Images of hundreds of displaced animals with third-degree burns carried out by Australian firefighters spread across the internet last summer. Families took refuge in lakes as tornadoes of fire consumed their homes. People worldwide saw and spread these heartbreaking photos that captured their fight for survival, demonstrating how natural disasters affect people from all regions of the world. The events in Australia were so impactful because they weren’t just a mundane hardship. Natural disasters can take place anywhere and anytime, destroying everything in their path and leaving nothing behind. Just because we don’t come face to face with the disastrous impacts of climate change in our daily lives doesn’t mean it’s any less crucial. As a matter of fact, it is the most dangerous threat to humankind’s survival at present.

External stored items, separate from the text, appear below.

PR #1187, opened 2017-02-05
Show error message when a data directory uses the wrong case

### LINKED ISSUE #1182: CFile can't handle upper case data folders on Linux

asarium:
Since Unix is case sensitive this should make sure that case errors are
cought early in mod development. This is an `Error` and not a `Warning`
since a mod with such a folder structure would never work under Unix and
as such it's justified to break mods that currently use this.

This fixes #1182.

### DIFF
--- a/code/cfile/cfilesystem.cpp
+++ b/code/cfile/cfilesystem.cpp
@@ -16,14 +16,13 @@
 #include <sstream>
 #include <algorithm>
 #include <memory>
-#include <locale>
-#include <codecvt>
 
 #ifdef _WIN32
 #include <io.h>
 #include <direct.h>
 #include <windows.h>
 #include <winbase.h>		/* needed for memory mapping of file functions */
+#include <shlwapi.h>
 
 struct dir_handle_deleter {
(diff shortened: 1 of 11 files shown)


niffiwan:
AFAIK directories inside VPs are case insensitive; so technically a mod could develop on Windows with "Data", and still run fine on Unix when it packs everything into a VP.

Still, being a Linux user myself I'd prefer to enforce lower case Data \:)

Probably should advertise this change on the forums prior to committing it as well otherwise it'll break mods and irritate modders.

asarium:
That's what happens with Diaspora. The VPs work fine but the development files completely break the game on linux. I will announce the change on the forums after it has been merged.

asarium:
@niffiwan Here is the forum post: http://www.hard-light.net/forums/index.php?topic=93145.new#new

PR #1192, opened 2017-02-06
Restore original flag parsing behavior

### LINKED ISSUE #1191: No entries shown in weapons database
First reported [on the forums](http://www.hard-light.net/forums/index.php?topic=93140.msg1841055#msg1841055) by Nightstorm.

There are no entries displayed in the weapons database techroom. I can reproduce this bug with retail data so it's not a mod-data issue.

asarium:
The flagset changes misplaced the post-parsing flag processing so that
it was only executed if a special flag was found. That was not the case
previously and this restores that behavior. I also simplified the code a
bit while I was at it.

This fixes #1191.

### DIFF
--- a/code/weapon/weapons.cpp
+++ b/code/weapon/weapons.cpp
@@ -576,131 +576,128 @@ void parse_wi_flags(weapon_info *weaponp, flagset<Weapon::Info_Flags> wi_flags)
 
     bool set_nopierce = false;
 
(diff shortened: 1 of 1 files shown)


asarium:
I'm not sure if this actually fixes the issue properly. The `|`  that I added would simply let everything though.

asarium:
@The-E I found the actual issue and fixed it properly now.

PR #1198, opened 2017-02-07
Fix oversight in search path case checking

asarium:
The root directory may differ in case since that is already handled by
the mod support. This simply skips the case test if the current search
path is the root path.


asarium:
This isn't needed anymore since the commit that introduces this will be reverted soon.

PR #1199, opened 2017-02-07
Fix negative array index

asarium:
If there was only one object and that got deleted the code that keeps
track of the highest object index would cause a negativ array index. I
added a check to make sure that the index was positive but that still
means that Highest_object_index will be negativ after that function
returns. I looked at the usages of the value and that value seems to be
fine with that code so I think this should be safe.

### DIFF
--- a/code/object/object.cpp
+++ b/code/object/object.cpp
@@ -452,9 +452,11 @@ void obj_free(int objnum)
 
 	Assert(Num_objects >= 0);
 
-	if (objnum == Highest_object_index)
-		while (Objects[--Highest_object_index].type == OBJ_NONE);
-
+	if (objnum == Highest_object_index) {
+		while (Highest_object_index >= 0 && Objects[Highest_object_index].type == OBJ_NONE) {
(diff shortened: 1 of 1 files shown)


chief1983:
That caveat almost seems by design; any index-tracking variable has to have some default value for when there are no items in the index, and that default is usually a negative number for 0-based index lists.  So I wouldn't expect there to be an issue.

chief1983:
That said, C++ stops evaluating statements once it knows enough to decide the outcome right?  Wouldn't the original short syntax still work, slightly modified then?
```
while (Highest_object_index >= 0 && Objects[--Highest_object_index].type == OBJ_NONE);
```
Should prevent it from getting to the last half of the test I think.

The-E:
I would like to see that code simplified just for readability's sake though. Putting a decrement operator into a conditional like that makes me nervous.

asarium:
I simplified it for exactly that reason. The first time I looked at the loop I though it was an endless loop since I couldn't see any variable changes inside the loop body.

PR #1200, opened 2017-02-07
Stops debug log printing "Creating new directory"

chief1983:
Fix for log printing creating directory lines for directories that already exist.  Numerous "Creating new directory..." lines were appearing in my log, and it seems like checking to see if the directory already exists before creating it would make sense.

I could be wrong, but I assume that this code has already ensured that the path is a folder and not a filename, and that any relevant assert was not done deeper inside the logic that I'm now bypassing.  If I'm wrong on that it can be added here instead with a simple enough addition, but I wanted to keep it as simple as possible.  That check might not also be as cross-platform as just checking for existence so I wanted to avoid that for that reason too.

I have confirmed in testing that both the create statements for existing directories have stopped, and, when I removed one of the directories it constantly attempted to create before, it throws the line in the log only one time now.

### DIFF
--- a/code/cfile/cfile.cpp
+++ b/code/cfile/cfile.cpp
@@ -14,6 +14,7 @@
 #include <string.h>
 #include <stdio.h>
 #include <errno.h>
+#include <sys/stat.h>
 
 #ifdef _WIN32
 #include <io.h>
@@ -23,7 +24,6 @@
 #endif
 
 #ifdef SCP_UNIX
-#include <sys/stat.h>
 #include <glob.h>
 #include <sys/mman.h>
 #endif
@@ -621,6 +621,7 @@ void cf_create_directory( int dir_type )
 	int num_dirs = 0;
 	int dir_tree[CF_MAX_PATH_TYPES];
 	char longname[MAX_PATH_LEN];
+	struct stat statbuf;
 
 	Assertion( CF_TYPE_SPECIFIED(dir_type), "Invalid dir_type passed to cf_create_directory." );
 
@@ -634,13 +635,14 @@ void cf_create_directory( int dir_type )
 
 	} while( current_dir != CF_TYPE_ROOT );
 
-	
 	int i;
 
 	for (i=num_dirs-1; i>=0; i-- )	{
 		cf_create_default_path_string( longname, sizeof(longname)-1, dir_tree[i], NULL );
-		mprintf(( "CFILE: Creating new directory '%s'\n", longname ));
-        mkdir_recursive(longname);
+		if (stat(longname, &statbuf) != 0) {
+			mprintf(( "CFILE: Creating new directory '%s'\n", longname ));
+			mkdir_recursive(longname);
+		}
 	}
 }
 


code/cfile/cfile.cpp
```diff
@@ -634,13 +635,14 @@ void cf_create_directory( int dir_type )
...
 	} while( current_dir != CF_TYPE_ROOT );
 
-	
 	int i;
 
 	for (i=num_dirs-1; i>=0; i-- )	{
 		cf_create_default_path_string( longname, sizeof(longname)-1, dir_tree[i], NULL );
-		mprintf(( "CFILE: Creating new directory '%s'\n", longname ));
-        mkdir_recursive(longname);
+		if( stat( longname, &statbuf ) != 0) {
```
asarium: According to Appveyor, `stat` is not valid on Windows so we need a different solution here. Since you already determine the type of the path you could also check if it's a directory and if it isn't then we could issue a log message or a Warning to notify the user that something is wrong.

chief1983: I think that stat was not present because I did not notice that the stat.h include was in #ifdef for SCP_UNIX.  It was already used in cf_flush_dir but again I missed that it was #ifdef'd out because I was lazy and editing code in Sublime instead of an IDE.  Moving the include to all platforms should work as according to http://stackoverflow.com/questions/18100097/portable-way-to-check-if-directory-exists-windows-linux-c stat should be available on Windows.

And as I mentioned in the description, I didn't want to waste code complexity on checking something that I was pretty sure has already been checked by the time we get to this point.  If it looks likely that's not the case then I can add that in.

asarium: Ah, ok. If `stat` is available everywhere then that should work. I'm pretty sure that the path name isn't validated when the function arrives at the `stat`.

chief1983: So, I have added an Assertion if the stat() returns 0, to make sure that it is a folder.  It is working as it did before.  But, if I create a file in the place of the data folder that it tries to write logs to (MediaVPs_2014/data for instance), it doesn't seem to hit the Assertion, in fact it tries multiple times to call mkdir_recursive anyway.  And no error occurs.  This would actually be the same behavior without any changes in this ticket I think, it would try to make it, and fail silently.  In this case it just can't write a few logs, which it seems not to complain about either.  If it were a players data folder, that would be a bigger issue I imagine, but it doesn't seem there are any checks in the entire create directory code path to ensure this happens successfully.  I think my Assertion isn't reached, because if the data file exists where there should be a folder, stat() does not find it, since the path includes a trailing /.  With the trailing /, I don't think stat will match to a file, and only a folder, so it never even hits the Assertion when the rogue file exists there.

To fix this, I would probably need to do some change to make the path sent to stat() not include a trailing slash.  The effort and complexity added here to prevent something that hasn't been an issue feels out of the scope of this PR, which is simply to stop the log messages from occurring, which it was doing fine without the Assertion I just added.  So I think I'd prefer to just get rid of the Assertion and keep this one simple.  It isn't going to be introducing any issues it seems.  If the directory exists, it skips trying to create it.  If it's a file, it still tries to create it, just like it would have before my change.  Haven't had any issues with that behavior before so I'm not sure it needs to be fixed now.

Goober5000:
LGTM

Toronto is under more danger than we may have initially believed, as it’s one of the top cities expected to undergo a significant environmental catastrophe before 2050. The extreme weather patterns that we’ve been experiencing these past few years are just minor symptoms of a much larger disease consuming the world. Major urban areas such as Toronto are at an increased risk due to the heat island effect caused by asphalt surfaces. The Clean Air Partnership’s report on climate change states that residents agitated by the smoggy Toronto summers will have to tolerate even worse conditions as the “trend of oppressive summer heat is expected to continue and increase in severity.”

We see the impacts Covid-19 has had on society every day. When entering a store or restaurant, we have to make sure we wear a mask and have a thermometer pointed at us immediately. We remind ourselves constantly to hold in our sneezes despite seasonal allergies and refrain from touching our faces. These factors, alongside many others, make sure we don’t forget about the pandemic and take measures to ensure everyone’s safety. 

While constant reminders of the climate emergency aren’t posted on storefronts, we are responsible for taking action and reminding politicians of the threat we face. As we continue our lives indoors, we may not be able to see the impacts of climate change, but it is essential we make our voices heard.